PR #156, opened 2025-09-30
Added document loaders loader_factory 

anjaliratnam-msft:
Implemented loader_factory for the document loader and added unit tests as well.

### DIFF
--- a/libs/azure-storage/langchain_azure_storage/document_loaders.py
+++ b/libs/azure-storage/langchain_azure_storage/document_loaders.py
@@ -104,16 +104,16 @@ class AzureBlobStorageLoader(BaseLoader):
     def _yield_documents_from_custom_loader(
         self, blob_content: bytes, blob_url: str
     ) -> Iterator[Document]:
-        with tempfile.NamedTemporaryFile(mode="wb", delete=False) as temp_file:
-            file_path = temp_file.name
-            temp_file.write(blob_content)
+        with tempfile.TemporaryDirectory() as temp_dir:
+            temp_file_path = os.path.join(temp_dir, "temp_file.tmp")
+            with open(temp_file_path, "wb") as file:
+                file.write(blob_content)
 
-        if self._loader_factory is not None:
-            loader = self._loader_factory(temp_file.name)
-            for doc in loader.lazy_load():
-                doc.metadata["source"] = blob_url
-                yield doc
-        os.remove(file_path)
+            if self._loader_factory is not None:
+                loader = self._loader_factory(temp_file_path)
+                for doc in loader.lazy_load():
+                    doc.metadata["source"] = blob_url
+                    yield doc
 
     def _get_sync_credential(
         self, provided_credential: _SDK_CREDENTIAL_TYPE
--- a/libs/azure-storage/langchain_azure_storage/document_loaders.py
+++ b/libs/azure-storage/langchain_azure_storage/document_loaders.py
@@ -47,8 +47,10 @@ class AzureBlobStorageLoader(BaseLoader):
             credential: Credential to authenticate with the Azure Storage account.
                 If None, DefaultAzureCredential will be used.
             loader_factory: Optional callable that returns a custom document loader
-                (e.g. UnstructuredLoader) for parsing downloaded blobs. If None, content
-                will be returned as a single Document with UTF-8 text.
+                (e.g. UnstructuredLoader) for parsing downloaded blobs. If provided,
+                the blob contents will be downloaded to a temporary file whose name
+                gets passed to the callable. If None, content will be returned as a
+                single Document with UTF-8 text.
         """
         self._account_url = account_url
         self._container_name = container_name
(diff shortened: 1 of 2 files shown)


libs/azure-storage/langchain_azure_storage/document_loaders.py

• ABOUT THIS TASK
Return the records above in their entirety, exactly as they appear.

• EXERCISE RESULT
PR #156, opened 2025-09-30
Added document loaders loader_factory 

anjaliratnam-msft:
Implemented loader_factory for the document loader and added unit tests as well.

### DIFF
--- a/libs/azure-storage/langchain_azure_storage/document_loaders.py
+++ b/libs/azure-storage/langchain_azure_storage/document_loaders.py
@@ -104,16 +104,16 @@ class AzureBlobStorageLoader(BaseLoader):
     def _yield_documents_from_custom_loader(
         self, blob_content: bytes, blob_url: str
     ) -> Iterator[Document]:
-        with tempfile.NamedTemporaryFile(mode="wb", delete=False) as temp_file:
-            file_path = temp_file.name
-            temp_file.write(blob_content)
+        with tempfile.TemporaryDirectory() as temp_dir:
+            temp_file_path = os.path.join(temp_dir, "temp_file.tmp")
+            with open(temp_file_path, "wb") as file:
+                file.write(blob_content)
 
-        if self._loader_factory is not None:
-            loader = self._loader_factory(temp_file.name)
-            for doc in loader.lazy_load():
-                doc.metadata["source"] = blob_url
-                yield doc
-        os.remove(file_path)
+            if self._loader_factory is not None:
+                loader = self._loader_factory(temp_file_path)
+                for doc in loader.lazy_load():
+                    doc.metadata["source"] = blob_url
+                    yield doc
 
     def _get_sync_credential(
         self, provided_credential: _SDK_CREDENTIAL_TYPE
--- a/libs/azure-storage/langchain_azure_storage/document_loaders.py
+++ b/libs/azure-storage/langchain_azure_storage/document_loaders.py
@@ -47,8 +47,10 @@ class AzureBlobStorageLoader(BaseLoader):
             credential: Credential to authenticate with the Azure Storage account.
                 If None, DefaultAzureCredential will be used.
             loader_factory: Optional callable that returns a custom document loader
-                (e.g. UnstructuredLoader) for parsing downloaded blobs. If None, content
-                will be returned as a single Document with UTF-8 text.
+                (e.g. UnstructuredLoader) for parsing downloaded blobs. If provided,
+                the blob contents will be downloaded to a temporary file whose name
+                gets passed to the callable. If None, content will be returned as a
+                single Document with UTF-8 text.
         """
         self._account_url = account_url
         self._container_name = container_name
(diff shortened: 1 of 2 files shown)


libs/azure-storage/langchain_azure_storage/document_loaders.py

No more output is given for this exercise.